Historic building in Morocco

The Tangier American Legation (المفوضية الأميركية في طنجة; Légation américaine de Tanger), officially the Tangier American Legation Institute for Moroccan Studies (TALIMS), is a building in the medina of Tangier, Morocco, that formerly housed the United States diplomatic mission to Morocco. It was the first American public property abroad and is the only U.S. National Historic Landmark in a foreign country.

The legation was established on May 17, 1821, following decades of cordial relations between the U.S. and Morocco; Sultan Mohammed ben Abdallah had issued a proclamation recognizing U.S. independence from Great Britain on December 20, 1777, making his nation the first to do so. The building was gifted by the sultan to the U.S. government to serve as a diplomatic post, for which it remained for the next 140 years.

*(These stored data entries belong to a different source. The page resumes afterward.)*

Issue #4955, opened 2016-02-24
Content of junction directories gets deleted after running composer update


hediet:
In my scenario there are two composer projects: "lib" and "main". "main" has a dependency to "lib".
As I am developing both projects simultaneously I used the path type repository feature that instructs composer to create a junction directory rather than downloading the "lib" project from packagist.org.
However, when I now remove the dependency from "main" to "lib" and run `composer update` in the "main" directory, composer deletes the whole content of the "lib" directory instead of just removing the junction directory. This almost led to a devastating loss of really much work...

### Steps to reproduce
This is the `composer.json` file of the lib project in the directory "lib":
```json
{
    "name": "hediet/lib"
}
```
And of the main project in the directory "main":
```json
{
    "name": "hediet/main",
    "require": {
	    "hediet/lib": "*"
	},
	"repositories": [
        {
            "type": "path",
            "url": "C:\\Users\\Henning\\Desktop\\composer-bug\\lib"
        }
    ]
}
```
After running `composer update` in both the lib and the main directory, I removed the dependency from main to lib. Then I ran `composer update` again.

### Expected result
The vendor directory in the main directory is empty, the original lib directory including any files in it are not touched by the composer updates.

### Actual result
The vendor directory in the main directory is empty and the lib directory on root level is now empty too. All files (and subdirectories) of the lib directory were deleted with the last `composer update`.

curry684:
Please know I take this issue very seriously as it's my code and I feared it may have such consequences, as PHP does not provide any kind of API to reliably detect junctions itself. We did a few doublechecks before releasing, ie. https://github.com/composer/composer/pull/4690#issuecomment-175917892. I will try to reproduce and fix your issue when I have time.

curry684:
Thinking some more and I suspect this is a nasty fringe case where a recursive delete is still used when purging packages, while updates detect the junction correctly. As the Symfony filesystem class is oblivious of junctions, and NTFS junctions are close to undetectable anyway, a recursive delete does not notice the junction at all and just continues deleting files inside the linked folder.

Seldaek:
@curry684 seeing as we only use junctions in PathDownloader, it might be worth implementing PathDownloader::remove() and just doing a removeJunction always in there if we're on windows. I mean always *attempt* removing the junction using the proper command, and if that fails then run a regular remove?

[...]

PR #4962, opened 2016-02-25
Improve handling of removing junctions in Windows path repositories

curry684:
See #4955, added both extra detection reliability and lessened chances of unknown errors causing unwanted recursive deletions.


Seldaek:
Thanks, looks good

PR #4970, opened 2016-02-27
Change default behavior of show/list to --installed by default

barryvdh:
This might be just me, but I always feel that `--installed` is actually what I'm looking for, instead of the huge list from all the packages. This was probably more useful in the beginning with lesser packages, or with just custom repositories.

This removes the `--installed` flag and makes that the default behavior. A `--all` flag is added to show all packages (which was the old behavior).

I couldn't use the `-a` shortcut, as that is used by `--available`. Do you want to switch that, or have a better name?

### DIFF
--- a/src/Composer/Command/ShowCommand.php
+++ b/src/Composer/Command/ShowCommand.php
@@ -53,6 +53,7 @@ class ShowCommand extends BaseCommand
                 new InputArgument('package', InputArgument::OPTIONAL, 'Package to inspect'),
                 new InputArgument('version', InputArgument::OPTIONAL, 'Version or version constraint to inspect'),
                 new InputOption('all', null, InputOption::VALUE_NONE, 'List all packages'),
+                new InputOption('installed', 'i', InputOption::VALUE_NONE, 'List installed packages only (enabled by default, only present for BC).'),
                 new InputOption('platform', 'p', InputOption::VALUE_NONE, 'List platform packages only'),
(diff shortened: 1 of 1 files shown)


curry684:
I agree with the change but you should at the very least keep supporting `-i` for BC scripts, marking it deprecated, as the current flag was part of tagged releases. See for example `--dev` in https://github.com/composer/composer/blob/master/src/Composer/Command/InstallCommand.php#L40

barryvdh:
Wel yeah, alpha tags. And --dev on the install command is a flag that was commonly used on CI scripts, so much bigger impact when failing. But sure, I can add it to keep BC for a while.

src/Composer/Command/ShowCommand.php
```diff
@@ -79,9 +80,13 @@ protected function execute(InputInterface $input, OutputInterface $output)
         $composer = $this->getComposer(false);
         $io = $this->getIO();
 
-        if ($input->getOption('tree') && !$input->getOption('installed')) {
-            $io->writeError('The --tree (-t) option is only usable in combination with --installed (-i) or by passing a single package name to show, assuming -i');
-            $input->setOption('installed', true);
+        if ($input->getOption('installed')) {
+            $io->writeError('<warning>You are using the deprecated option "installed". Only installed packages are shown by default now. The --all option can be used to show all packages.</warning>');
```
barryvdh: @curry684 Better?

curry684: :+1:

Seldaek:
Thanks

After Morocco's diplomatic capital moved to Rabat in 1956, the building served a variety of government functions, before gradually falling into neglect and disrepair. In 1976, former U.S. diplomats established the nonprofit Tangier American Legation Museum Society to restore and preserve the structure; the site has since served as a cultural center, museum, and research library, concentrating on Arabic language studies.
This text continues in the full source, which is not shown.